Figure 7 shows data for SWC and A in plants grown at elevated relative to ambient CO2, plotted against the ambient CO2 SWC, for 1999 and 2000. These plots demonstrate that the improvement in SWC under elevated CO2 occurred primarily as soils dried out. Also, the improvement in A under elevated CO2 was expressed primarily at low SWC. These results conflict with the views of Wand et al. (1999) that water stress reduces the relative photosynthetic enhancement of grasses grown at elevated CO2. But our findings agree with those of Owensby et al. (1993) and Hamerlynck et al. (1997) for a tallgrass prairie, where responses were greater in drought seasons. Huxman et al. (1998), conducting a field study in the desert, also reported photosynthetic acclimation in Larrea tridentata Cav. when soil water was available, but assimilation was higher under elevated CO2 during drought periods.

A reduction in gs is an almost universal response to elevated CO2 (Drake et al., 1997; Jarvis et al., 1999; Wand et al., 1999). Consistent with our hypothesis, stomatal conductance was lower under elevated CO2 compared with ambient CO2 when soil moisture was adequate. Averaged over the study, stomatal conductance was reduced by 27 and 36 %, and transpiration was reduced 24 and 20 % in leaves of P. smithii and B. gracilis (Table 4). Reduced transpiration is probably the reason for improved SWC under elevated CO2 (Field et al., 1995).

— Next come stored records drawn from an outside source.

PR #179, opened 2020-02-17
Modify union all to use state storage

cube2222:


execution/union_all.go
```diff
@@ -1,87 +1,120 @@
...
-	for {
-		firstRecord, err := node.first.Next(ctx)
-		if err != nil {
-			if err == ErrEndOfStream {
-				break
+	tx := storage.GetStateTransactionFromContext(ctx).WithPrefix(node.streamID.AsPrefix())
+	endOfStreamsMap := storage.NewMap(tx.WithPrefix(endsOfStreamsPrefix))
+
+	changeSubscriptions := make([]*storage.Subscription, len(node.sources))
+	for i := range node.sources { // TODO: Think about randomizing order.
```
JasiekChomiak: I think a more apt name instead of "i" would be something like "sourceIndex" or anything more descriptive

execution/union_all.go
```diff
@@ -1,87 +1,120 @@
...
+		key := octosql.MakeString(fmt.Sprint(i))
+		var endOfStream octosql.Value
+		err := endOfStreamsMap.Get(&key, &endOfStream)
+		if err == storage.ErrNotFound {
+		} else if err != nil {
+			return nil, errors.Wrapf(err, "couldn't get end of stream for source stream with index %d", i)
+		} else if err == nil {
+			// If found it means it's true which means there's nothing to read on this stream.
```
JasiekChomiak: I personally don't like the empty if statements, but the alternative is 
`if err != nil && err != storage.ErrNotFound {...} 
else if err == nil { continue }
`

execution/union_all.go
```diff
@@ -1,87 +1,120 @@
...
-				break
+	tx := storage.GetStateTransactionFromContext(ctx).WithPrefix(node.streamID.AsPrefix())
+	endOfStreamsMap := storage.NewMap(tx.WithPrefix(endsOfStreamsPrefix))
+
+	changeSubscriptions := make([]*storage.Subscription, len(node.sources))
+	for i := range node.sources { // TODO: Think about randomizing order.
+		key := octosql.MakeString(fmt.Sprint(i))
+		var endOfStream octosql.Value
+		err := endOfStreamsMap.Get(&key, &endOfStream)
+		if err == storage.ErrNotFound {
```
JasiekChomiak: Once again about the comments: before the whole `err := endOfStreamsMap...`
you could just add a comment "check if given stream source has already ended".
It would improve readability a lot

execution/union_all.go
```diff
@@ -1,87 +1,120 @@
...
+		} else if err != nil {
+			return nil, errors.Wrapf(err, "couldn't get end of stream for source stream with index %d", i)
+		} else if err == nil {
+			// If found it means it's true which means there's nothing to read on this stream.
+			continue
+		}
+
+		record, err := node.sources[i].Next(ctx)
+		if err == ErrEndOfStream {
```
JasiekChomiak: Here before the `record, err := ...` you could write "try to extract a record from the given source stream". I know you can extrapolate what happens in the code by reading it, but this short comment prepares the reader for what lies ahead and allows the first read-through to already target the actual logic instead of learning what the code does

execution/union_all.go
```diff
@@ -1,87 +1,120 @@
...
 		}
-		return firstRecord, nil
-	}
-	for {
-		secondRecord, err := node.second.Next(ctx)
-		if err != nil {
-			if err == ErrEndOfStream {
-				return nil, ErrEndOfStream
+
+		for j := 0; j < i; j++ {
```
JasiekChomiak: Here, a comment "managing subscriptions" (actually something more descriptive, I don't really get what's happening here :P)

streaming/storage/subscription.go
```diff
@@ -67,3 +69,49 @@ func (sub *Subscription) Close() error {
 		return err
 	}
 }
+
+func ConcatSubscriptions(ctx context.Context, subs ...*Subscription) *Subscription {
+	count := len(subs)
+
+	channels := make([]reflect.SelectCase, len(subs)*2+1)
```
JasiekChomiak: Ok this kind of length of slice magic deserves at least a small comment about what one is trying to achieve ;)

streaming/storage/subscription.go
```diff
@@ -67,3 +69,49 @@ func (sub *Subscription) Close() error {
 		return err
 	}
 }
+
```
JasiekChomiak: This function does some weird stuff, but I guess the code kinda has to look this way.

streaming/storage/subscription.go
woojtek: also, you have just calculated len(subs) 2 lines above so you can use 'count' variable here instead of calculating length once more

streaming/storage/subscription.go
```diff
@@ -67,3 +69,49 @@ func (sub *Subscription) Close() error {
...
+	for i := range subs {
+		channels[i] = reflect.SelectCase{Dir: reflect.SelectRecv, Chan: reflect.ValueOf(subs[i].changes)}
+	}
+	for i := range subs {
+		channels[count+i] = reflect.SelectCase{Dir: reflect.SelectRecv, Chan: reflect.ValueOf(subs[i].errors)}
+	}
+	return NewSubscription(ctx, func(ctx context.Context, changes chan<- struct{}) error {
+		channels[len(channels)-1] = reflect.SelectCase{Dir: reflect.SelectRecv, Chan: reflect.ValueOf(ctx.Done())}
+		var closedErr error
+	loop:
```
woojtek: wait what? isn't there any other way to handle this? :P

execution/union_all.go
cube2222: I don't really like the alternative :P We can discuss this further if you want.

execution/union_all.go
cube2222: I added something more descriptive.

streaming/storage/subscription.go
cube2222: No, and it's a standard pattern.
```
loop:
for {
  select {
  // ...
  break loop
  }
}
```
cause otherwise you'd be breaking out of the channel.

execution/union_all.go
JasiekChomiak: I don't like the alternative that much either, so we can stick with this one for the time being

execution/union_all.go
```diff
@@ -64,9 +63,12 @@ func (node *UnifiedStream) Next(ctx context.Context) (*Record, error) {
 
 	changeSubscriptions := make([]*storage.Subscription, len(node.sources))
 	for i := range node.sources { // TODO: Think about randomizing order.
```
JasiekChomiak: If you used sourceIndex above, then I think you should use it here as well

execution/union_all.go
```diff
@@ -64,9 +63,12 @@ func (node *UnifiedStream) Next(ctx context.Context) (*Record, error) {
...
-		key := octosql.MakeString(fmt.Sprint(i))
+		// Here we try to get a record from the i'th source stream.
```
JasiekChomiak: If you decide to change "i" to "sourceIndex" then don't forget to include the change in the comment please :D

streaming/storage/subscription.go
woojtek: alrighty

An unexpected finding was that during periods in which the soil was very dry, gs was sometimes higher in P. smithii grown under elevated CO2 than that grown at ambient CO2. The best example of this occurred in 2000, where higher SWC in elevated CO2 plots was carried over from the previous year (Fig. 1). The lack of spring precipitation led to such extended drying of the soil that a point was reached where very low SWC under ambient CO2 conditions actually reduced gs below that of plants grown at elevated CO2. Knapp et al. (1996) also reported an interaction between SWC and gs during a dry year.

A consistent trend for lower gs at an equivalent Ci was seen in P. smithii grown at elevated CO2 (Fig. 5A). There is evidence that stomatal functioning is coupled with photosynthetic activity to maintain a relatively stable Ci : Ca ratio (Jarvis et al., 1999). If stomata adapt to elevated CO2 independently of photosynthetic adaptations, the Ci : Ca ratio will differ (Ball and Berry, 1982). We found no effect of CO2 treatment on Ci : Ca in either species (data not shown). Our results agree with those of Drake et al. (1997) and Jarvis et al. (1999) that apparent stomatal acclimation is a result of stomatal dependence on photosynthetic processes.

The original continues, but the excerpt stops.